Trump Will Stop UN Funding If He Doesn't Get His Way Over Jerusalem Vote, Nikki Haley Warns

U.N. Ambassador Nikki Haley said the U.S. will remember being singled out for criticism by the United Nations, and threatened on Thursday to cut U.S. funding to the U.N. if members adopt a resolution condemning Trump's decision to recognize Jerusalem as the capital of Israel.

"The United States is by far the single largest contributor to the UN... We'll be honest with you, when we make generous contributions to the UN, we also have a legitimate expectation that our goodwill is recognize and respected,” Haley said Thursday, shortly before member states are expected to vote.

Related: Trump will be taught a lesson for UN threats 

The U.N. General Assembly will hold an emergency session Thursday on whether to adopt a resolution condemning Trump’s decision about Jerusalem. The motion, which is mostly symbolic and does not carry legal weight, is expected to pass by a large margin.

Recipients of U.S. aid such as Egypt and Iraq are expected to vote for the motion, as are U.S. allies like Jordan and Turkey. 

In response, both Trump and Haley have said that he will be watching the votes and making a list of those that voted against the U.S., and that they will take retaliatory measures. Haley also suggested that the U.S. could stop funding the U.N. altogether. 

The U.N. is funded by its 193 member countries, and the contribution of each member is determined based on an assessment of its economic prowress. The U.S. currently contributes the largest amount, or around 22 percent of the U.N. budget.

Haley circulated a letter to members of the U.N urging them not to vote for the motion.

“The President will be watching this vote carefully and has requested I report back on those countries who voted against us,” the letter reads.

Trump announced in early December that the U.S. recognizes Jerusalem as Israel's capital, and said his administration plans to move the U.S. embassy from Tel Aviv to Jerusalem eventually. 

Jerusalem’s status is controversial because it is at the center of Israel's conflict with the Palestinians over whether the Palestinians will get their own state.
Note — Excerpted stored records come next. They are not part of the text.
Issue #2512, opened 2026-05-07
restart_phase fails to recover when slice integration branch already exists with non-ancestor commits from prior run


jwbron:
## Observation

Pipeline `issue-2474` was cancelled (`cancel_task cleanup=false`) after slice-1 implement-phase agents accumulated work but never reached BRC consensus. The slice-1 integration branch `egg/issue-2474/slice-1` on origin contained four commits from the prior run:

```
0c5c66978 slice-1 (tester absorbs gateway-blocked work)
e2f760136 slice-1 (coder followups)
6edb6a448 slice-1 (coder portion)
73560c0c5 slice-1/task-1-2 (tester scope)
8a76c30d3 Persist statefiles after plan phase  ← parent-branch tip
```

The operator then called `restart_phase(task_id="issue-2474", phase="implement")`. The MCP call returned `restarted: true, agents_restarted: [...8 roles...]`. But within ~63 seconds the pipeline transitioned to `pipeline.failed`. Orchestrator logs:

```
01:04:02 WARNING gateway_client: Failed to create slice integration branch
  pipeline_id=issue-2474
  integration_branch=egg/issue-2474/slice-1
  parent_branch=egg/issue-2474/work
  parent_sha=8a76c30d3cc1628601432b91c76bb0f118b91bcc
  error="Push failed: To https://github.com/jwbron/egg.git ! [rejected] 8a..."

01:04:02 ERROR pipelines: Slice integration branch creation failed; marking slice failed (agents not spawned)
01:05:02 WARNING pipelines: Slice cascade fired failed_slice=slice-1 blocked=['slice-2', 'slice-3', 'slice-4', 'slice-5']
01:05:02 ERROR pipelines: Phase failed exit_code=1
```

The orchestrator tried to (re-)create the slice-1 integration branch by pushing the parent-branch tip (`8a76c30d3`) to `refs/heads/egg/issue-2474/slice-1`. That push is NOT a fast-forward over the existing slice-1 commits, so GitHub rejected it. The slice was marked failed, the slice cascade fired, and downstream slices 2–5 were blocked.

## Why it matters

- `decision-3` (the "phase failed → retry/accept/abort" gate) advertises *"Committed work is preserved on the per-role branch — 'Retry phase' restarts with artifacts intact"*. That's not true in practice for slice-based implement phases — the integration-branch push rejection happens before any agent is spawned, so even the artifacts that ARE preserved on per-role branches aren't reachable from the new run.
[...]

Issue #2409, opened 2026-05-05
Slice-scoped consensus trackers can't reconstruct from message store after orchestrator restart


jwbron:
## Problem

Per-slice consensus trackers are registered in-memory under the
nested key ``{pipeline_id}/{slice_id}`` (see
``orchestrator.peer_consensus._tracker_key``). When the orchestrator
restarts mid-pipeline, the in-memory ``_trackers`` dict is empty;
``handle_consensus_confirmed_signal`` falls back to
``reconstruct_tracker_from_messages(pipeline_id, graph)`` to replay
state from the message bus.

That replay is only safe for **pipeline-level** trackers. Messages
in the store are keyed by the bare ``pipeline_id`` — there is no
``slice_id`` field to filter on — so a per-slice replay would mingle
every slice's CONSENSUS_* messages and reach a false consensus.
After #2403's fix, the confirmed handler explicitly skips
reconstruction when ``slice_id`` is supplied:

\`\`\`python
if slice_id is None:
    graph = get_review_graph_for_phase(_phase, repo=_repo)
    tracker = reconstruct_tracker_from_messages(pipeline_id, graph)
\`\`\`

So a slice agent sending ``consensus_confirmed`` after an orchestrator
restart gets a 404 and the slice can't auto-recover.

## Why this is latent (not actively failing today)

- Live operation is fine: the run loop creates the tracker once when
  it spawns the slice's BRC team, and CONSENSUS_* routes there for the
  rest of the slice's lifetime.
- Pre-#2403, slice routing was end-to-end broken (\`/\` in
  ``EGG_PIPELINE_ID`` 4xx'd every agent → orchestrator round-trip), so
  this gap was strictly worse but masked by a louder upstream failure.
- Mid-implement orchestrator restarts aren't a routine operator
  workflow today.

## Fix sketch

Two reasonable shapes:

**A. Tag messages with slice_id.** Add a ``slice_id`` column / field
to ``message_store.Message`` and have ``store.add_message`` write it
when the signal handler received one. ``reconstruct_tracker_from_messages``
gets a ``slice_id`` parameter and filters the replay window. Backwards-
compatible: ``slice_id=None`` replays bare-pipeline messages exactly
as today.

**B. Persist slice trackers explicitly.** Snapshot tracker state to
disk (the same place pipeline state lives) on every CONSENSUS_*
mutation, restore on orchestrator startup. Heavier but generalises
to non-message-store-derived state too.

[...]

Issue #1473, opened 2026-03-31
BRC protocol should require commit+push before consensus confirmation


jwbron:
## Summary

The BRC (Broadcast-Review-Confirm) consensus protocol currently allows agents to confirm consensus without verifying that their work has been committed and pushed. This creates a gap where:

1. An agent writes code and proposes via `CONSENSUS_PROPOSE`
2. Reviewers ACK the proposal (potentially reviewing code that isn't yet on the branch)
3. Agent confirms via `CONSENSUS_CONFIRMED`
4. Agent exits — and `auto_commit_worktree()` catches uncommitted work as a WIP commit
5. The WIP auto-commit lands in the PR **without BRC review**

## Observed in Pipeline

Pipeline `issue-1470` (PR #1472) produced a `WIP: auto-commit uncommitted work` commit (`5f7d39f`) from a failsafe push container. This commit modified test files (`test_agent_restrictions_enforce.py`, `test_agent_restrictions_filter.py`) that were never reviewed through BRC, and likely caused lint check failures.

## Proposed Change

Update the BRC consensus protocol to enforce two invariants:

### 1. Producers must commit and push before proposing

Agents with write access (coder, tester, documenter, autofixer, conflict_resolver) must have all their work committed and pushed to the shared branch **before** sending `CONSENSUS_PROPOSE`. The proposal should reference the actual commit SHA(s) on the remote branch, not just a summary of planned work.

This could be enforced by:
- Having the `CONSENSUS_PROPOSE` signal include a `commit_sha` field (the HEAD SHA on the remote branch after push)
- The orchestrator validates that the SHA exists on the remote branch before accepting the proposal
- If the agent hasn't pushed, the proposal is rejected with a message asking the agent to push first

### 2. Reviewers should only review committed work

Reviewer agents (reviewer_code, reviewer_contract) should verify that the code they're reviewing is actually on the shared branch. When reviewing a proposal:
- Pull latest from the remote branch
- Verify the producer's claimed `commit_sha` matches what's on the branch
- Review the actual diff from the commit, not just the proposal summary

This ensures reviewers are reviewing the same code that will land in the PR.

### 3. Auto-commit should not introduce unreviewed work

If `auto_commit_worktree()` fires for an agent that already confirmed consensus, the auto-committed changes represent **unreviewed work** that bypassed BRC. Options:
- Flag auto-commits that happen post-confirmation as warnings in the pipeline status
- Prevent auto-committed work from being pushed (only preserve locally for debugging)
[...]

Issue #1471, opened 2026-03-31
Documenter stuck in heartbeat loop after consensus re-review; overseer doesn't detect or nudge


jwbron:
## Summary

After a coder v3 re-proposal triggered `CONSENSUS_RE_REVIEW`, the documenter agent — which had already confirmed in round 1 — entered a heartbeat-only loop and never re-confirmed. The pipeline stalled for 15+ minutes with 4/5 agents confirmed. The overseer did not detect this as a problem and did not nudge. Manual intervention via `send_message` was required to unblock.

## Timeline (pipeline-d9ac3268, jwbron/testing)

| Time | Event |
|------|-------|
| 20:53:35 | Documenter confirms (round 1) |
| 21:08:15 | Coder submits v2 proposal → `CONSENSUS_RE_REVIEW` sent to all agents |
| 21:09:08 | Coder withdraws v2, re-proposes v3 |
| 21:09:23 | reviewer_code and reviewer_contract ACK + confirm v3 |
| 21:14:04 | tester ACKs + confirms v3 |
| 21:14:06 | coder confirms v3 |
| 21:14–21:23 | **Documenter stuck** — receives all messages (including RE_REVIEW and v3 proposal) but only sends heartbeats, never re-confirms |
| 21:23:10 | Manual nudge sent via `send_message`: "You need to re-confirm via `egg-orch consensus confirmed`" |
| 21:23:15 | Documenter confirms (5 seconds after nudge) |

## What the overseer did

- Detected heartbeat/progress stalls for several agents earlier in the pipeline and correctly resolved them as stale
- Tracked coder as "blocked" waiting for tester re-ACK (which resolved naturally)
- At the time the documenter was stuck, the overseer reported: "Pipeline stable — agents in BRC stay alive phase post-consensus. This is expected behavior." with 0 alerts
- **Did not detect** that consensus was incomplete (4/5 confirmed) or that the documenter was the blocking agent
- **Did not nudge** the documenter

### 1. Documenter doesn't handle re-review in stay-alive loop

After confirming in round 1, the documenter enters a heartbeat + message-poll loop. When the `CONSENSUS_RE_REVIEW` arrives, the documenter sees it in its poll results but doesn't act on it — it just continues heartbeating. The stay-alive loop likely lacks logic to:
- Detect `CONSENSUS_RE_REVIEW` messages
- Re-enter the confirmation flow when consensus is reset

### 2. Overseer doesn't track consensus completeness

[...]

PR #2542, opened 2026-05-07
Fix #2535: stop slice-N from inheriting slice-(N-1) consensus, drop gateway import

### LINKED ISSUE #2535: Slice-2 spawn-to-fail in 4 seconds: stale BRC consensus tracker declares 'consensus reached' at elapsed_seconds=0.0; rebase_onto crashes on missing module
## Observation

After slice-1 of pipeline \`issue-2474-v2\` reached BRC consensus and completed at 04:03:41 UTC, the orchestrator transitioned to spawning slice-2 (\"Promote ScriptedProvider\"). Slice-2 spawned + failed in **4 seconds** with no agent work attempted. Two distinct bugs in the spawn → consensus → PR-creation pipeline:

\`\`\`
04:04:32 ERROR  orchestrator.gateway_client: rebase_onto: gateway/git_client module unavailable pipeline_id=issue-2474-v2 [/app/gateway_client.py:1426]
04:04:44 INFO   orchestrator.kubernetes_spawner: 8 spawn_attempt outcomes — all success (coder, tester, documenter, 5 reviewers)
04:04:45 INFO   orchestrator.pipelines: Consensus reached, stopping containers pipeline_id=issue-2474-v2 elapsed_seconds=0.0 has_failures=False [/app/routes/pipelines.py:13291]
04:04:49 ERROR  orchestrator.pipelines: Slice PR creation failed pipeline_id=issue-2474-v2 slice_id=slice-2 error=\"Failed to create PR: pull request create failed: GraphQL: No commits between ...\" [/app/routes/pipelines.py:12500]
04:05:49 WARNING orchestrator.pipelines: Slice cascade fired failed_slice=slice-2 blocked=['slice-3', 'slice-4', 'slice-5']
04:05:49 ERROR  orchestrator.pipelines: Phase failed pipeline_id=issue-2474-v2 phase=implement exit_code=1
\`\`\`

### Bug A — \`rebase_onto: gateway/git_client module unavailable\`

\`gateway_client.py:1426\` attempts a \`rebase_onto\` operation as part of slice integration branch reconciliation (the path added in the #2512 fix), and the import / lookup for \`gateway/git_client\` fails. Logged at ERROR but doesn't block spawn — the orchestrator proceeds with spawning slice-2 agents anyway. May be a deployment-packaging issue (module not shipped), or a path/import bug in the new code.

This is a regression / incomplete fix from #2512: the new branch-reconciliation path depends on a module that isn't available in the deployed orchestrator image. Even though it doesn't immediately fail spawn, it's a broken code path.

### Bug B — Stale BRC consensus tracker declares \"consensus reached\" at elapsed_seconds=0.0

This is the actual cause of the slice-2 failure. \`routes/pipelines.py:13291\` fires:

\`\`\`
Consensus reached, stopping containers pipeline_id=issue-2474-v2 elapsed_seconds=0.0 has_failures=False
\`\`\`

at exactly the same second slice-2 agents finished spawning. There is no possible way real BRC consensus reached in 0.0 seconds — agents need time to load context, propose, ACK, NACK, confirm. The orchestrator's consensus tracker was reading **stale slice-1 state** (where 8 agents had just confirmed legitimately) and applying it to slice-2's empty BRC matrix (which has the same agent roles but new container IDs). Slice-2's brand new containers were immediately stopped before any work happened. Slice-2's branch (\`egg/issue-2474-v2/slice-2\`) ended up with zero commits.

Then 4 seconds later, the orchestrator tried to create slice-2's PR and failed with \`pull request create failed: GraphQL: No commits between ...\` — exactly what you'd expect from an empty branch.

This matches and strengthens #2502 (snapshot returns stale prev-phase consensus): the consensus tracker doesn't reset on slice / phase boundary, so when a new slice spawns with the same agent roles, the tracker sees them as \"already confirmed\" from the prior slice's run.

### Why it matters

- Slice-2 (and by cascade, slices 3, 4, 5) was guaranteed to fail. The user's pipeline cannot deliver more than one slice per pipeline run until this is fixed.
- The PR-creation failure log message *\"No commits between ...\"* is the visible symptom; the upstream cause (false consensus on a brand new slice) is invisible unless you trace back through the orchestrator log.
- The #2512 fix path (\`rebase_onto\`) is silently broken in deployment — needs to be exercised in CI to catch the missing-module issue before it lands in prod.

### Suggested fixes

**For Bug A** (`rebase_onto` missing module):

1. Audit the import / module registration in \`gateway_client.py:1426\`. Likely \`gateway/git_client.py\` should be a sibling module or properly packaged. Add an import-time sanity check at orchestrator startup that exercises this code path so deployment-time misses are caught fast.

2. The current \`rebase_onto\` path falling back silently means deployments with the missing module appear healthy until they hit a slice integration branch reconciliation. Make the failure loud (refuse to start, or transition pipeline to FAILED with a clear error).

**For Bug B** (stale consensus tracker):

3. Reset the BRC consensus tracker on slice boundary. Specifically: when transitioning from slice N to slice N+1, clear \`concurrent.consensus.agents\` and re-initialize for the new slice's spawned agents. The agent roles may match across slices, but the proposals / ACKs / CONFIRMs are per-slice and per-container-id and should not carry over.

4. Add a defensive guard at \`routes/pipelines.py:13291\`: before declaring \"consensus reached, stopping containers\", verify \`elapsed_seconds >= some-threshold\` (e.g. 10s or based on \`brc_consensus_progress_gate_seconds\`). Zero-elapsed consensus is impossible by physics — refuse to honor it.

5. Also tie into #2502: the snapshot's \`concurrent.consensus\` field has the same staleness problem. A unified fix that resets on slice / phase boundary addresses both.

### Visible blast radius

For pipeline \`issue-2474-v2\`:
- Slice-1: completed legitimately (3 commits on \`egg/issue-2474-v2/slice-1\`, PR [#2533](https://github.com/jwbron/egg/pull/2533))
- Slice-2: failed instantly (this bug)
- Slices 3–5: cascade-failed (blocked by slice-2)

For any future multi-slice pipeline that uses the same agent roles across slices: the second slice will hit the same issue.

Found while monitoring pipeline \`issue-2474-v2\` (issue #2474). Related: #2502 (stale concurrent.consensus on phase transition), #2512 (slice integration branch creation — partially fixed).

jwbron:
## Summary

Closes #2535. Two bugs that together caused issue-2474-v2 slice-2 to spawn-and-fail in four seconds:

- **Bug A — `gateway/git_client module unavailable`** — `orchestrator/Dockerfile` does not COPY `gateway/`, so `from gateway.git_client import build_rebase_onto_args` (added by #2512 at `orchestrator/gateway_client.py:1424`) always raises `ImportError` in the deployed image. Slice integration branch reconciliation silently fails. Inlined the canonical argv builder as `_build_rebase_onto_args` in the orchestrator package; the gateway server's `/git` endpoint remains the authoritative allowlist boundary.

- **Bug B — slice-2 false consensus at `elapsed_seconds=0.0`** — `ConcurrentPhaseExecutor.check_consensus()` had two slice-unaware fallback paths (tracker reconstruction and the message-bus subset check). The per-slice tracker registry is already keyed by `{pipeline_id}/{slice_id}` and `spawn_all` registers a fresh empty tracker per slice, but when that tracker is empty both fallbacks scanned messages under the bare `pipeline_id` — picking up slice-1's CONSENSUS_CONFIRMED messages whose `from_role` set matches slice-2's roster (coder/tester/documenter + 5 reviewers re-spawn per slice) and declaring consensus instantly. Gated both fallbacks (plus the matching path in `handle_consensus_confirmed_signal`) on `slice_id is None`. The in-memory per-slice tracker is now the authoritative source for slice work; an empty fresh tracker correctly returns `is_complete=False`.

The same root cause — message-bus probes scoped only to the bare `pipeline_id` — also showed up in `_existing_confirmed_for_role` (the idempotency probe in the same handler). That made slice-N's first per-role CONFIRMED look "already confirmed" because slice-(N-1)'s same-role CONFIRMED was still in the bus, suppressing the new bus write and the #1473 consensus-confirmed marker. Fixed in the review-feedback follow-up commit by tagging CONSENSUS_CONFIRMED messages with `metadata["slice_id"]` and filtering the probe by it. Pipeline-scoped (no `slice_id`) callers see only pipeline-scoped messages, preserving the legacy non-slice path exactly.

### Out of scope (tracked separately)

The same slice-unaware `get_peer_consensus_tracker(pipeline_id)` / `reconstruct_tracker_from_messages(pipeline_id, ...)` pattern still exists in `orchestrator/kubernetes_monitor.py:915,934`, `startup_reconciliation.py:308,312`, `routes/pipelines.py:4166,4183` (status display), and the tier-1 `incomplete_consensus_stall.py` / `consensus_stall.py` health checks. None of those are consensus-determining (they observe rather than decide), so the worst case is bogus observability. Tracked under #2409, which already scopes the slice-aware reconstruction work and the `slice_id` field on `Message`.

## Test plan

- [x] `make lint` clean
- [x] `pytest orchestrator/tests/test_check_consensus_slice_isolation.py orchestrator/tests/test_gateway_client_rebase_onto.py orchestrator/tests/test_concurrent_executor.py orchestrator/tests/test_consensus.py orchestrator/tests/test_consensus_polling.py orchestrator/tests/test_consensus_confirmed_idempotent.py orchestrator/tests/test_slice_signal_routing.py` — 117 passed (95 from the original PR + 3 new slice-idempotency regressions + 19 from the slice signal routing suite that exercises the new `slice_id` kwarg)
- [x] New regression `test_check_consensus_slice_isolation.py` covers both directions: a fresh slice-2 tracker with stale slice-1 CONFIRMs in the bus must NOT report `is_complete`; a pipeline-scoped (`slice_id=None`) executor still uses the legacy message-bus fallback for #1471/#1615 tracker-loss recovery.
- [x] New regression `TestNoGatewayPackageDependency::test_rebase_onto_succeeds_when_gateway_package_unavailable` patches `__import__` to refuse `gateway*` imports and confirms `rebase_onto` still produces the canonical argv.
- [x] New idempotency regressions in `test_consensus_confirmed_idempotent.py`:
  - `test_slice_two_first_confirmed_not_idempotent_when_slice_one_already_confirmed` — slice-2's first CONFIRMED is NOT short-circuited by slice-1's CONFIRMED in the bus; bus message + #1473 marker are written.
  - `test_slice_idempotency_within_same_slice` — within slice-2, the second CONFIRMED IS deduped.
  - `test_pipeline_scoped_call_ignores_slice_scoped_prior_confirms` — legacy non-slice callers ignore slice-scoped CONFIRMs and don't tag their own writes with a `slice_id`.

### DIFF
--- a/orchestrator/concurrent_executor.py
+++ b/orchestrator/concurrent_executor.py
@@ -636,27 +636,31 @@ class ConcurrentPhaseExecutor:
                 pipeline_id=self.pipeline.id,
                 slice_id=self._slice_id,
             )
-            # Attempt lazy reconstruction from message store
-            # Reconstruction does NOT yet support slice scoping — for
-            # slice-scoped trackers we fall back to fetching the bare
-            # pipeline-id tracker (legacy behaviour). This is acceptable
-            # because reconstruction is a backstop for orchestrator
-            # restarts, not the steady-state path; per-slice trackers
-            # are stateless event consumers and are recreated by the
-            # slice scheduler on the next iteration.
-            try:
-                from peer_consensus import reconstruct_tracker_from_messages
+            # Attempt lazy reconstruction from message store — pipeline-
+            # scoped only. Slice-scoped reconstruction is unsafe today:
+            # CONSENSUS_* messages are persisted under the bare
+            # pipeline_id, so a per-slice replay would mingle siblings'
+            # messages and reach false consensus the moment a fresh
+            # slice spawns roles whose names match an already-confirmed
+            # prior slice. Per-slice trackers are stateless event
+            # consumers and are recreated by the slice scheduler on the
+            # next iteration; the pipeline run loop's empty-tracker
+            # iteration will simply observe is_complete=False, which is
+            # the correct answer for a brand-new slice (#2535).
+            if self._slice_id is None:
+                try:
+                    from peer_consensus import reconstruct_tracker_from_messages
 
-                graph = self._get_review_graph()
-                tracker = reconstruct_tracker_from_messages(self.pipeline.id, graph)
-            except ImportError:
-                pass
-            except Exception as e:
-                logger.warning(
-                    "Tracker reconstruction failed",
-                    error=str(e),
-                    pipeline_id=self.pipeline.id,
-                )
+                    graph = self._get_review_graph()
+                    tracker = reconstruct_tracker_from_messages(self.pipeline.id, graph)
+                except ImportError:
+                    pass
+                except Exception as e:
+                    logger.warning(
+                        "Tracker reconstruction failed",
+                        error=str(e),
+                        pipeline_id=self.pipeline.id,
+                    )
         if tracker:
             result = tracker.evaluate()
             # Message-bus fallback: if reconstruction produced a tracker but
@@ -678,7 +682,9 @@ class ConcurrentPhaseExecutor:
                 # Safety net (#1671): if the tracker has all roles in
                 # confirmed_roles but evaluate() returned False due to stale
                 # NACK edges in the approval matrix (common after NACK →
-                # re-propose cycles), trust the confirmed set.
+                # re-propose cycles), trust the confirmed set. This path is
+                # safe for slice-scoped trackers because ``confirmed_roles``
+                # is the per-slice tracker's own state.
                 tracker_confirmed = tracker.confirmed_roles
                 if all_roles and all_roles.issubset(tracker_confirmed):
                     logger.warning(
@@ -691,6 +697,23 @@ class ConcurrentPhaseExecutor:
                     )
                     result["is_complete"] = True
                     result["fallback"] = "tracker_confirmed"
+                elif self._slice_id is not None:
+                    # Slice-scoped: the message-bus fallback below scans
+                    # ``store.get_messages(pipeline_id)`` pipeline-wide and
+                    # cannot distinguish slice-1's CONFIRMs from slice-2's,
+                    # so it would falsely declare consensus the moment a
+                    # fresh slice spawns roles whose names match an already-
+                    # confirmed prior slice (#2535). The in-memory per-slice
+                    # tracker is the authoritative source for slice work;
+                    # an empty fresh tracker correctly returns
+                    # is_complete=False here so the pipeline run loop keeps
+                    # polling.
+                    logger.info(
+                        "Skipping pipeline-wide message-bus fallback for slice-scoped tracker",
+                        pipeline_id=self.pipeline.id,
+                        slice_id=self._slice_id,
+                        blocking_agents=result.get("blocking_agents", []),
+                    )
                 else:
                     # Message-bus fallback: scan message store for
                     # CONSENSUS_CONFIRMED messages (#1471/#1615).
--- a/orchestrator/gateway_client.py
+++ b/orchestrator/gateway_client.py
@@ -10,6 +10,7 @@ Provides coordination between the orchestrator and gateway sidecar for:
 
 import json
 import os
+import re
 import socket
 import subprocess
 import sys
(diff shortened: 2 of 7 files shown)


jwbron:
Thanks for the careful review. Pushed 4726e829 to address it.

**Issue 1 (test syntax, blocking)** — replaced the unreachable try/except block with `PipelineConfig(concurrent_execution=True)`. You're right that `concurrent_execution` is a normal Pydantic bool field; the original block was both dead and used Python-2 catch-and-bind syntax that 3.14 happens to parse as a tuple expression. Gone.

**Issue 2 (slice-unaware `_existing_confirmed_for_role`, blocking)** — went with option A (filter on `metadata["slice_id"]`) because option B (noop the idempotency check when `slice_id is not None`) would let a retry-looping slice agent spray duplicate CONFIRMs into the bus within its own slice, which is the failure mode #1890 was tightening. The change:

- `_existing_confirmed_for_role(pipeline_id, agent_role, phase, slice_id=None)` now filters by `metadata.get("slice_id") == slice_id` (None matches None, preserving the legacy non-slice path exactly).
- Both per-slice CONFIRMED writers (final at signals.py:1702 and `pending_acks` at signals.py:1681) now tag `metadata["slice_id"]` when `slice_id is not None`.
- Caller at signals.py:1672 passes `slice_id=slice_id`.
- Three new regressions in `test_consensus_confirmed_idempotent.py` cover (a) slice-2 first CONFIRMED not deduped by slice-1, (b) within-slice idempotency still works, (c) pipeline-scoped callers ignore slice-scoped CONFIRMs.
- Inline docstring on `_existing_confirmed_for_role` references #2409 the way the existing reconstruction comment does.

**Issue 3 (other slice-unaware paths, non-blocking)** — flagged in the PR body under "Out of scope (tracked separately)" with the specific call sites (`kubernetes_monitor.py:915,934`, `startup_reconciliation.py:308,312`, `routes/pipelines.py:4166,4183`, the two tier-1 health checks). Pointed at #2409 since its fix sketch already covers `slice_id` on `Message` + a slice-aware `reconstruct_tracker_from_messages` — the same lever that closes those sites in one sweep. Did not file a sibling issue (skipped to keep this round narrowly review-driven; happy to file one if you'd prefer separate tracking).

**Issue 4 (`_build_rebase_onto_args` docstring drift)** — softened "Mirrors" to "Performs the same ref-shape sanity checks as", and called out the two real differences (stripped argv, no `validate_git_args` call). The audit boundary is the gateway server, not the helper.

**Issue 5 (stale docstring in `stacked_pr_reconciler.py`)** — updated to point at `orchestrator.gateway_client._build_rebase_onto_args` with a one-sentence note explaining why it's inlined and why the security floor is unchanged.

**Issue 6 (404 retry storm risk, non-blocking)** — not addressed in this PR. The slice-tracker-missing 404 branch is correct (false-confirming via the bus is worse), and verifying the agent-side retry backoff is its own piece of work.

**Test coverage gap #1 (module-load `gateway*` import paranoia)** — not addressed; would need a pytest config tweak rather than a per-test patch. Worth a follow-up if we want stronger coverage but didn't feel review-blocking.

**Test coverage gap #2 (positive slice-N tracker test)** — covered by the three new tests in `test_consensus_confirmed_idempotent.py` (the first asserts slice-2's CONFIRMED is actually written, with `slice_id` metadata, and that the marker is created).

The eastern half of the city has been envisioned as the future capital of a Palestinian state if a two-state solution is reached.

Leaders across the Middle East have said Trump’s announcement put an end to any chance of a peace agreement by giving Israel what it wanted without asking for anything in return, and they have called for East Jerusalem to be recognized as the capital of a Palestinian state.

The Trump administration insists that a peace agreement can be reached despite the controversial announcement, and that the U.S. has the right to put its embassy in the location of its choice.

“The President clearly voice support for a two-state solution if that’s what the parties agree to, and he reaffirmed the U.S. commitment to peace,” Haley’s letter to U.N. members reads.

“I know that many in the General Assembly are also committed to the cause of peace, and I ask that you consider whether a GA resolution contributes to that cause or fuels the heated rhetoric and violence.”